No será sino hasta cerca de los dos años cuando se podrá tener una idea más clara del aspecto y color que tomará el cabello del niño. Este cambio es similar a lo que ocurre con el color de ojos, donde el color definitivo suele establecerse después de los 6 a 9 meses de vida, aunque en algunos casos, como los ojos azules que se vuelven verdes, puede tardar algunos años.
Un indicador útil puede ser el color de sus cejas y pestañas: si son más oscuras, es muy probable que este sea el color que tendrá el bebé en su cabello de forma definitiva.
Genética y Herencia del Color del Cabello
El color de pelo del bebé está únicamente determinado por los genes heredados del padre y de la madre. Las leyes de la genética son las que dictan este proceso. Se considera que el pelo de color oscuro es dominante sobre el pelo claro.

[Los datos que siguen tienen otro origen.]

PR #89, opened 2020-06-25
Serverinfo refactoring

bmorel:
No behavior change nor bugfix are expected, this only adds documentation, and improves code readability by using RAII. Need that work for future planned features.


MoonPadUSer:
It looks beautiful

src/engine/serverbrowser.cpp
```diff
@@ -273,32 +253,35 @@ void pingservers()
...
     uchar ping[MAXTRANS];
+    // ENet is crappy enough to invert it's members depending on
+    // target OS.
+    // This does also imply that this "efficient" library wastes 25%
+    // bytes in alignment on windows for this structure.
+#ifdef WIN32
+    ENetBuffer buf = { 0, ping };
+#else
+    ENetBuffer buf = { ping, 0 };
+#endif
```
robalni, line 266: Why not do it like this, like we do in other places in the code?

```
    ENetBuffer buf;
    buf.data = ping;
    buf.dataLength = 0;
```

Then we don't need to care about the order.

TheAssassin:
```cpp
    ENetBuffer buf{};
```

Otherwise, the struct isn't initialized properly. But I'd just

```cpp
    ENetBuffer buf{0, ping};
```

src/shared/defs.hpp
```diff
@@ -0,0 +1,10 @@
+#ifndef DEFS_HPP
+#define DEFS_HPP
+
+#define SERVER_PORT 28801
+#define MAXSDESCLEN 80
+#define MAXBRANCHLEN 16
+#define MAXTRANS 5000   // max amount of data to swallow in 1 go
+#define VERSION_GAME 230
+
+#endif
```
robalni, line 10: For this file and also serverinfo.hpp: We use .h as file extension for all other header files. Maybe we should keep it the same (until we change all of them if we ever do that).

src/engine/serverbrowser.cpp
robalni: There are two problems with `ENetBuffer buf{0, ping};`:

1. We need to write different code for different operating systems as seen in this code.
2. We can't see that the right members get the right values; we have to rely on knowing the order. I like the designated initializers in C99 but if we don't have them I think the best we can do, if we want to make sure everything is initialized, is:

```
    ENetBuffer buf{};
    buf.data = ping;
    buf.dataLength = 0;
```

TheAssassin: Well, I'm not a big fan of relying on the order either, and even if it's rather unlike that things might go wrong with regards to that, it's also important to keep things consistent in the code. Some day, we might make ENet a more usable C++ library, but until this day has come, let's just keep things consistent.

We should really turn on this warning in the compiler that complains about uninitialized structs...

src/engine/serverbrowser.cpp
```diff
@@ -309,12 +292,9 @@ void checkresolver()
     int resolving = 0;
     loopv(servers)
     {
-        serverinfo &si = *servers[i];
-        if(si.resolved == serverinfo::RESOLVED) continue;
-        if(si.address.host == ENET_HOST_ANY)
+        if( servers[i]->need_resolve( resolving ) )
```
TheAssassin, line 295: From the method name and its param, I could not guess what exactly that method does. You could get away by incrementing the `resolving` variable inside this method. That's what was done before, too. I checked the implementation, and I consider it bad practice the way it's done now.

src/shared/serverinfo.cpp
```diff
@@ -0,0 +1,507 @@
...
+}
+
+bool serverinfo::need_resolve( int& resolving )
+{
+    if( m_resolved == RESOLVED || m_address.host != ENET_HOST_ANY )
+    {
+        return false;
+    }
+    int ret = m_resolved == UNRESOLVED;
+    ++resolving;
```
TheAssassin, line 413: That shouldn't be done inside this method. The method does not make any use of the variable.

src/engine/serverbrowser.cpp
```diff
@@ -309,12 +292,9 @@ void checkresolver()
...
         {
-            if(si.resolved == serverinfo::UNRESOLVED) { si.resolved = serverinfo::RESOLVING; resolverquery(si.name); }
-            resolving++;
+            resolverquery(servers[i]->name());
```
TheAssassin, line 297: Just increment `resolving` here.

src/engine/serverbrowser.cpp
```diff
@@ -309,12 +292,9 @@ void checkresolver()
...
         }
     }
     if(!resolving) return;
```
TheAssassin, line 300: Please replace by some explicit `> 0` check to increase readability.

src/engine/serverbrowser.cpp
```diff
@@ -326,18 +306,15 @@ void checkresolver()
...
-                si.resolved = serverinfo::RESOLVED;
-                si.address.host = addr.host;
                 break;
             }
         }
     }
 }
 
-static int lastreset = 0;
+int lastreset = 0;
```
TheAssassin, line 317: What's the motivation behind this change? Just curious.

src/engine/serverbrowser.cpp
```diff
@@ -218,35 +220,13 @@ int connectwithtimeout(ENetSocket sock, const char *hostname, const ENetAddress
...
-    sortedservers = false;
-
-    return si;
-}
-
 void addserver(const char *name, int port, int priority, const char *desc, const char *handle, const char *flags, const char *branch)
 {
-    loopv(servers) if(!strcmp(servers[i]->name, name) && servers[i]->port == port) return;
-    if(newserver(name, port, priority, desc, handle, flags, branch) && verbose >= 2)
+    loopv(servers) if( servers[i]->is_same( name, port ) ) return;
```
TheAssassin, line 228: I'm not a big fan of this kind of method. Maybe it's also just the naming that isn't entirely clear.

src/engine/serverbrowser.cpp
```diff
@@ -346,63 +323,34 @@ void checkpings()
...
-            getstring(text, p);
-            si->players.add(newstring(text));
-        }
-        if(gver >= 225) loopi(si->numplayers)
+        loopv(servers)
         {
-            if(p.overread()) break;
-            getstring(text, p);
-            si->handles.add(newstring(text));
+            if( servers[i]->is_same( addr ) )
```
TheAssassin, line 335: I'm really not a fan of this method. It is not a full equality check, only checks whether the address is the same. This should be reflected by the method name, too. As a reader, I initially got the impression that it advertises more than what it actually provides.

A more elegant way would be to implement a proper operator for the address. This could even be done without modifying whatever component the `addr` object is coming from (likely ENet).

src/engine/serverbrowser.cpp
```diff
@@ -346,63 +323,34 @@ void checkpings()
...
+            {
+                si = servers[i];
+                break;
+            }
         }
-        sortedservers = false;
+        if(!si && searchlan) si = serverinfo::newserver(NULL, addr.port-1, 1, NULL, NULL, NULL, NULL, addr.host);
```
TheAssassin, line 341: TODO for self: check what `newserver` does (likely some sort of factory).

TheAssassin: Please use explicit pointer checks, especially in new code. That helps increase the readability.

src/engine/serverbrowser.cpp
```diff
@@ -346,63 +323,34 @@ void checkpings()
...
+        if(!si) continue;
```
TheAssassin, line 342: Please use explicit pointer checks, especially in new code. That helps increase the readability.

src/engine/serverbrowser.cpp
```diff
@@ -346,63 +323,34 @@ void checkpings()
...
+        si->update( buf.dataLength, buf.data, serverdecay, totalmillis, lastreset );
```
TheAssassin, line 343: This `update` method is like a bundled setter, and as far as I can see only "saves" a few lines. TODO for self: check if it does anything other than setting those attributes.

src/engine/serverbrowser.cpp
```diff
@@ -526,8 +470,32 @@ void writeservercfg()
     f->printf("// servers which are connected to or queried get added here automatically\n\n");
     loopv(servers)
     {
-        serverinfo *s = servers[i];
-        f->printf("addserver %s %d %d %s %s %s %s\n", s->name, s->port, s->priority, escapestring(s->sdesc[0] ? s->sdesc : s->name), escapestring(s->authhandle), escapestring(s->flags), escapestring(s->branch));
+        servers[i]->writecfg( *f );
```
TheAssassin, line 473: Minor naming issue (this should be `write_config` or `write_cfg`, like the remaining methods).

src/engine/serverbrowser.cpp
```diff
@@ -526,8 +470,32 @@ void writeservercfg()
...
     }
     delete f;
 }
+
+VAR(IDF_PERSIST, hideincompatibleservers, 0, 0, 1);
+void getservers(int server, int prop, int idx)
```
TheAssassin, line 479: Blank line above would be appreciated.

src/engine/serverbrowser.cpp
```diff
@@ -526,8 +470,32 @@ void writeservercfg()
...
+    if(server < 0)
+    {
+        // this codes does not really hide stuff, it _removes_ stuff
+        if (hideincompatibleservers)
+        {
+            //servers.erase( std::remove_if(), servers.end()); refuses to work here, dunno why
+            //so for now let's keep the waste
+            vector<serverinfo *> servers_new;
+            std::copy_if( servers.begin(), servers.end(),
+                std::back_inserter( servers_new ),serverinfo::server_compatible );
```
TheAssassin, line 490:
```suggestion
                std::back_inserter( servers_new ), serverinfo::server_compatible );
```

src/engine/serverbrowser.cpp
```diff
@@ -526,8 +470,32 @@ void writeservercfg()
...
+            servers = servers_new;
+        }
+
+        intret(servers.length());
+    }
+    else if(servers.inrange(server))
+    {
+        servers[server]->cube_get_property( prop, idx );
```
TheAssassin, line 498: Any reason this method name is prefixed with `cube_`? TODO for myself: check corresponding header.

src/game/client.cpp
```diff
@@ -3240,142 +3240,29 @@ namespace client
         }
     }
 
-    int serverstat(serverinfo *a)
+    bool serverinfocompare(serverinfo const*a, serverinfo const*b)
```
TheAssassin, line 3243: New naming convention would suggest `serverinfo_compare`. But I do wonder why this is not implemented as an operator directly?

TheAssassin: Also, missing spaces.

```suggestion
    bool serverinfocompare(serverinfo const* a, serverinfo const* b)
```

src/game/client.cpp
```diff
@@ -3240,142 +3240,29 @@ namespace client
...
     {
-        if(a->attr.length() > 4 && a->numplayers >= a->attr[4])
+        int comp = a->version_compare( *b );
+        if( comp != 0 )
```
TheAssassin, line 3246: The motivation behind these calls is not clear. There should be additional documentary comments in the code.

src/game/client.cpp
```diff
@@ -3240,142 +3240,29 @@ namespace client
...
-                    retsw(aa->priority, ab->priority, false);
-                    break;
-                }
-                default: break;
-            }
+            comp = a->compare(*b, style, reverse);
+            if( comp != 0 ) return comp < 0;
         }
-        return strcmp(a->name, b->name);
+        return strcmp( a->name(), b->name() ) < 0;
```
TheAssassin, line 3265: Meaning changed in comparison to old code (should likely be `!= 0`, right?). If this is *really* intentional, then there should be a comment explaining why you consider all values `>= 0` here.

src/shared/defs.hpp
TheAssassin: Also, this change is not strictly related to the topic of the PR, as far as I can see (it also missed a few other definitions).

Can someone please create an issue so we can move all remaining definitions into this file properly, later on? Please don't forget to include a link to this comment.

src/shared/serverinfo.hpp
```diff
@@ -0,0 +1,231 @@
...
+#include <string>
+
+#include "defs.hpp"
+
+struct serverinfo;
+
+// list of known servers, with or without informations
+// TODO:
+//   * should be a private static of serverinfo
+//   * stop using raw pointers (RAII ftw)
```
TheAssassin, line 14: Good idea. This is the ideal use case for shared pointers.

src/shared/serverinfo.hpp
```diff
@@ -0,0 +1,231 @@
...
+#include <vector>
+#include <string>
+
+#include "defs.hpp"
+
+struct serverinfo;
+
+// list of known servers, with or without informations
+// TODO:
+//   * should be a private static of serverinfo
```
TheAssassin, line 13: Well, ideally it should not be static at all. The goal should be to no longer depend on static memory for the game's state.

src/shared/serverinfo.hpp
```diff
@@ -0,0 +1,231 @@
...
+//   * stop using raw pointers (RAII ftw)
+extern vector<serverinfo*> servers;
+
+// code imported, here to reduce build dependencies
```
TheAssassin, line 17: These are not "imports", they're forward declarations. Is that what you meant? Or do I miss something here?

There should be a TODO to remove those again before merging. They might've helped speed up your development, however they increase coupling between code entities a lot.

src/shared/serverinfo.hpp
```diff
@@ -0,0 +1,231 @@
...
+extern bool filterstring(char *dst, const char *src, bool newline, bool colour, bool whitespace, bool wsstrip, size_t len);
+namespace client
```
TheAssassin, line 19: There should be a blank line above this line, like you have one below this block.

src/shared/serverinfo.hpp
```diff
@@ -0,0 +1,231 @@
...
+}
+
+//this enum lists (some of) the server properties that can be used for sorting.
+//The C and C++ specs says and enum starts with the value 0 except if explicitly
+//specified.
+//It have 2 list of members:
+// * row 1: original names, for compat, and maybe to allow some naming support in
+//          CS latter
+// * row 2: aliases to avoid reapeating 'SINFO::' for nothing.
+// TODO: use scoped enums
```
TheAssassin, line 36: Grammar is a bit off. Also, I don't think we need to explain C++ standards there.

```suggestion
/**
 * (some of) the server properties that can be used for sorting
 *
 * it has 2 types of members:
 *  - row 1: original names, for compat, and maybe to allow some naming support in CS later
// * row 2: aliases to avoid reapeating 'SINFO::' for nothing.
// TODO: use scoped enums
```

Even though all enums are initialized with `0`, I tend to hardcode the starting value in enums by the way, following the logic "it's not a good idea if you have to explain it". I think that's also done in the remaining codebase.

src/shared/serverinfo.hpp
```diff
@@ -0,0 +1,231 @@
...
+    MM_LOCKED  ,
+    MM_PRIVATE ,
+    MM_PASSWORD,
+};
+
+struct serverinfo
+{
+    // should probably be private, but:
+    // WAITING is used in serverbrowser for cubescript exposition
+    enum
```
TheAssassin, line 83: Would it make sense to make those two values static const(expr) variables? They don't seem to have to do a lot with each other...

src/shared/serverinfo.hpp
```diff
@@ -0,0 +1,231 @@
...
+    {
+        MAXPINGS = 3,
+        WAITING = INT_MAX
+    };
+
+private:
+    // list of player/spectators names
+    std::vector<std::string> m_players;
```
TheAssassin, line 91: TODO: discuss whether to use any form of prefix. There's a lot of pros and cons against them. I've used all kinds of prefixes (and also omitted them entirely), and I have no clear preference. In my own upcoming PR I used a simple trailing underscore...

src/shared/serverinfo.hpp
```diff
@@ -0,0 +1,231 @@
...
+    // name resolution state.
+    enum
+    {
+        UNRESOLVED,
+        RESOLVING,
+        RESOLVED
+    } m_resolved;
+
+    // is "servers" sorted?
+    static bool s_sortedservers;
```
TheAssassin, line 131: Could we dump that? We can just sort before every use, it shouldn't be a very expensive operation. Keeping this kind of state appears somewhat dangerous to me.

src/shared/serverinfo.hpp
```diff
@@ -0,0 +1,231 @@
...
+    //
+    // Styles NUMPLRS and PRIO are "better if higher".
+    // Others are "better if lower".
+    // Reverse invert the sorting.
+    //
+    // returns:
+    //   * -1 if *this < other
+    //   *  0 if *this = other
+    //   *  1 if *this > other
+    int compare( serverinfo const& other, int style, bool reverse ) const;
```
TheAssassin, line 157: Do we absolutely need both overloads? I think one should just cast before use if needed.

src/shared/serverinfo.hpp
```diff
@@ -0,0 +1,231 @@
...
+    int compare( serverinfo const& other, SINFO style, bool reverse ) const;
+
+    // return 0 if versions match, -1 if *this > other and 1 otherwise
+    int version_compare( serverinfo const& other ) const;
```
TheAssassin, line 161: Method naming is pretty inconsistent. Should likely be called `compare_version`.

src/shared/serverinfo.hpp
```diff
@@ -0,0 +1,231 @@
...
+    // "return" a property of this server to CS
+    // if property < 0: returns the number of properties one can query (4)
+    // if property > 3: do nothing.
+    // if property > 0:
+    //   if index < 0: returns the size of requested array
+    //   if index > array.size(): do nothing
+    //   if property == 1: returns m_attr[index] (integer)
+    //   if property == 2: returns players[index] (result?)
+    //   if property == 3: returns handles[index] (result?)
+    // if propert == 1:
```
TheAssassin, line 178:
```suggestion
    // if property == 1:
```

src/shared/serverinfo.hpp
```diff
@@ -0,0 +1,231 @@
...
+    //   if index ==  3: returns description or name if no description (result)
+    //   if index ==  4: returns map played (result)
+    //   if index ==  5: returns number of players (integer)
+    //   if index ==  6: returns ping? Guess it's roundtrip time? (integer)
+    //   if index ==  7: returns m_lastinfo? guess it's time of last update? (integer)
+    //   if index ==  8: returns authhandle?? (result)
+    //   if index ==  9: returns flags??  (result)
+    //   if index == 10: returns branch?? (resull)
+    //   if index == 11: returns priority (integer)
+    void cube_get_property( int property, int index );
```
TheAssassin, line 191: What does `cube` refer to? The docstring implies this method is somewhat useful with regards to CubeScript. `cube` != `CubeScript`, `cube` is a game whereas CubeScript is a language. I find it a bit confusing.

Other than that, there should be a TODO to invite further contributors into reverse engineering the other values and answer the open questions.

src/shared/serverinfo.hpp
```diff
@@ -0,0 +1,231 @@
...
+
+    // write some current server's attributes into file
+    // * m_name
+    // * port
+    // * priority
+    // * description() (escaped)
+    // * authhandle (escaped)
+    // * flags (escaped)
+    // * branch (escaped)
+    void writecfg( stream& file ) const;
```
TheAssassin, line 201: Naming is a bit off, see my other comment. But it's certainly a good idea to have such a method.

*(With regards to the SRP, there should be a separate class for this kind of output, though. No action required, but it should be said once.)*

src/shared/serverinfo.hpp
```diff
@@ -0,0 +1,231 @@
...
+
+    // update server's internal informations.
+    // According to what exactly is still unknown to me.
+    // Candidate for rewrite.
+    // TODO: make private?
+    //   * only used in serverbrowser.cpp
+    void update( size_t len, void const* data, int serverdecay, int totalmillis, int lastreset );
```
TheAssassin, line 208: Should probably be provided through setters only. To the outside user, this just looks like it collapses 5 lines into one. See my other comment, too.

src/shared/serverinfo.hpp
```diff
@@ -0,0 +1,231 @@
...
+
+    // methods that allows multi-threaded server name resolution without breaking encapsulation
+    bool validate_resolve( char const* name, ENetAddress const& addr );
```
TheAssassin, line 211: There need to be proper docstrings. To me as a reader, it doesn't get clear what would be "validated" here.

src/shared/serverinfo.hpp
```diff
@@ -0,0 +1,231 @@
...
+    bool need_resolve( int& resolving );
+
+    // check if current's server network info (IP/port) match parameter(s)
+    bool is_same( ENetAddress const& addr ) const;
```
TheAssassin, line 215: As written elsewhere, the first prototype should not exist. You track the address as an instance of `ENetAddress` anyway. The more elegant approach is IMO to just implement an `operator==(const ENetAddress&, const ENetAddress&)`, and provide a getter here instead.

src/shared/serverinfo.hpp
```diff
@@ -0,0 +1,231 @@
...
+    bool is_same( char const* oname, int oport ) const;
```
TheAssassin, line 216: Not a fan of this method. I think it should be removed from the class, or be named differently to avoid giving users a wrong impression of what the method does. To me as a normal reader, it actually looks more or less like a holistic comparison operator, but it's not.

src/shared/serverinfo.hpp
```diff
@@ -0,0 +1,231 @@
...
+
+    // sends a ping to target
+    void ping( ENetSocket& sock, int serverdecay, int millis );
```
TheAssassin, line 219: Breaks the SRP to some extent.

What are the side effects of this call? This apparently likely triggers something in ENet.

src/shared/serverinfo.hpp
```diff
@@ -0,0 +1,231 @@
...
+
+    // register a new server into "servers"
+    static serverinfo *newserver(const char *name, int port = SERVER_PORT, int priority = 0, const char *desc = nullptr, const char *handle = nullptr, const char *flags = nullptr, const char *branch = nullptr, uint ip = ENET_HOST_ANY);
+
+    // check if the target is compatible with current client
+    static bool server_compatible( serverinfo const* target );
```
TheAssassin, line 225: Naming wise, this should likely be prefixed `is_`. The motivation doesn't get clear from the docstring, though. Could you please explain what "compatible" means?

src/shared/serverinfo.hpp
```diff
@@ -0,0 +1,231 @@
...
+
+    // check if current's server network info (IP/port) match parameter(s)
+    bool is_same( ENetAddress const& addr ) const;
+    bool is_same( char const* oname, int oport ) const;
+
+    // sends a ping to target
+    void ping( ENetSocket& sock, int serverdecay, int millis );
+
+    // register a new server into "servers"
+    static serverinfo *newserver(const char *name, int port = SERVER_PORT, int priority = 0, const char *desc = nullptr, const char *handle = nullptr, const char *flags = nullptr, const char *branch = nullptr, uint ip = ENET_HOST_ANY);
```
TheAssassin, line 222: Is this an implementation of the "named constructor" idiom, where it also inserts the server into the array?

src/shared/serverinfo.hpp
```diff
@@ -0,0 +1,231 @@
...
+
+    // check if the target is compatible with current client
+    static bool server_compatible( serverinfo const* target );
+
+    // sorts "servers"
+    static void sort( vector<serverinfo*> &servers );
```
TheAssassin, line 228: Do we even need the parameter? The `newserver` method also doesn't need it.

src/shared/tools.h
```diff
@@ -672,6 +673,11 @@ template <class T> struct vector
         add();
     }
 
+    void push_back( T const& el )
```
TheAssassin, line 676: I've missed that method recently in my own upcoming PR, too. In the future, please consider sending separate PRs for those.

src/shared/serverinfo.cpp
```diff
@@ -0,0 +1,507 @@
...
+    cleanup();
+}
+
+void serverinfo::reset()
+{
+    m_lastping = m_lastinfo = -1;
+    s_sortedservers = false;
+}
+
+int serverinfo::compare( serverinfo const& other, int style, bool reverse ) const
```
robalni, line 135: We usually put `const` on the left side when possible. It's confusing to mix the two styles. This is done in some other places too, not only this line.

src/shared/serverinfo.cpp
```diff
@@ -0,0 +1,507 @@
...
+		}
+		bool higher_is_better = style != SINFO_NUMPLRS && style != SINFO_PRIO;
+		if( higher_is_better != reverse ? ac < bc : ac > bc )
+		{
+			return -1;
+		}
+		if( higher_is_better != reverse ? ac > bc : ac < bc )
+		{
+			return  1;
+		}
```
robalni, line 214: Indentation is weird here.

robalni:
I can't build this. I get the error:

```
[ 30%] Building CXX object src/CMakeFiles/blue-nebula_linux.dir/engine/serverbrowser.cpp.o
/home/a/s/bluenebula/src/engine/serverbrowser.cpp: In function ‘void getservers(int, int, int)’:
/home/a/s/bluenebula/src/engine/serverbrowser.cpp:486:18: error: ‘copy_if’ is not a member of ‘std’; did you mean ‘copy’?
  486 |             std::copy_if( servers.begin(), servers.end(),
      |                  ^~~~~~~
      |                  copy
```

and if I remove that code, as already done in master, I get linker errors about undefined references to functions in shared/serverinfo.cpp and when I look I see that this file is not added to the cmake list of source files. I wonder how Travis could build it.

src/shared/serverinfo.cpp
TheAssassin: The reason is a different one. This use of `const` indicates that the method does not alter the state of the object. That means that the compiler permits its execution also for `const` references. You need to do the same for comparison operators as well. There is no way to put it on the left side.

robalni:
I have noticed that the server browser sort order jumps around every 4 seconds when I test it with these changes (if you have the mouse outside of it). It doesn't do that on master.

src/shared/serverinfo.cpp
robalni: I was talking about the `const` inside the argument list, not after the function. We would normally do `const serverinfo &other`, not `serverinfo const& other`

TheAssassin: I see. Well, in C++ it's nowadays more or less a matter of personal preference. In good old C times, the order did make a huge difference. Simple example:

```cpp
// one can modify the contents of a
char * const a;
// here, one cannot change the contents, but change the pointer address
const char* b;
```

I'm personally in preference of `const serverinfo& abc`. But we have an issue about code style open anyway. We've agreed on avoiiding such "preference style" discussions until we have a consensus (and ideally a `clang-format` file which can be used to auto-format files to some extent).

robalni: Yes, order matters if you put two things on the left side of the `const` but not if you put `const` on the left or right side of the leftmost thing.

bmorel:
> I excluded the implementation `serverinfo.cpp` from my review intentionally, but focused on the "outside view". There's a lot of questions, and a few conceptual change requests. Please don't hesitate to answer if you disagree.
> 
> Comments regarding style aren't strictly binding. It's appreciated if you'd apply a few of them, though. Feel free to discuss about them on GitHub as well. That'll help define a proper code style later on.
> 
> By the way (I could not comment those changes directly): Making the `cpp` files no longer executable is a good idea. But why also the shell scripts in `src/scripts`?

The src/scripts? Maybe some are accidents. Detail please, but this one is noisy enough. We should have a whitelist of files with the +x right anyway. And reject PRs that don't follow it without reasons, dunno how this can be done.

src/engine/serverbrowser.cpp
```diff
@@ -273,32 +253,35 @@ void pingservers()
...
+    ENetBuffer buf = { ping, 0 };
+#endif
     ucharbuf p(ping, sizeof(ping));
     putint(p, totalmillis ? totalmillis : 1);
+    buf.dataLength = p.length();
 
     static int lastping = 0;
-    if(lastping >= servers.length()) lastping = 0;
-    loopi(maxservpings ? min(servers.length(), maxservpings) : servers.length())
+    auto num_servers = servers.size();
```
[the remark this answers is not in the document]
bmorel: good point for const. For size and opt builds, I prefer to move repetitive calls into a variable. Makes debugging easier since you can inspect the variable, and shorter and thus more readable.

src/shared/serverinfo.hpp
bmorel: it sends a ping.

src/shared/tools.h
bmorel: originally, it was in a distinct commit, but yes, should have done that.

src/engine/serverbrowser.cpp
bmorel: you want "if( some_bool_value > 0 )" ?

El color de pelo es el resultado de una combinación de dos pares de genes, uno de cada progenitor. Por ejemplo, si un padre tiene el pelo marrón (AA dominante) y la madre rubio (aa recesivo), lo más probable es que el bebé tenga el pelo marrón. Además, se cree que otro par de genes (no-rojo/rojo), determinado por la feomelanina, también influye, siendo el color no-rojo dominante y el rojo recesivo. La combinación de estos pares de genes da como resultado toda la variedad de colores de cabello humano.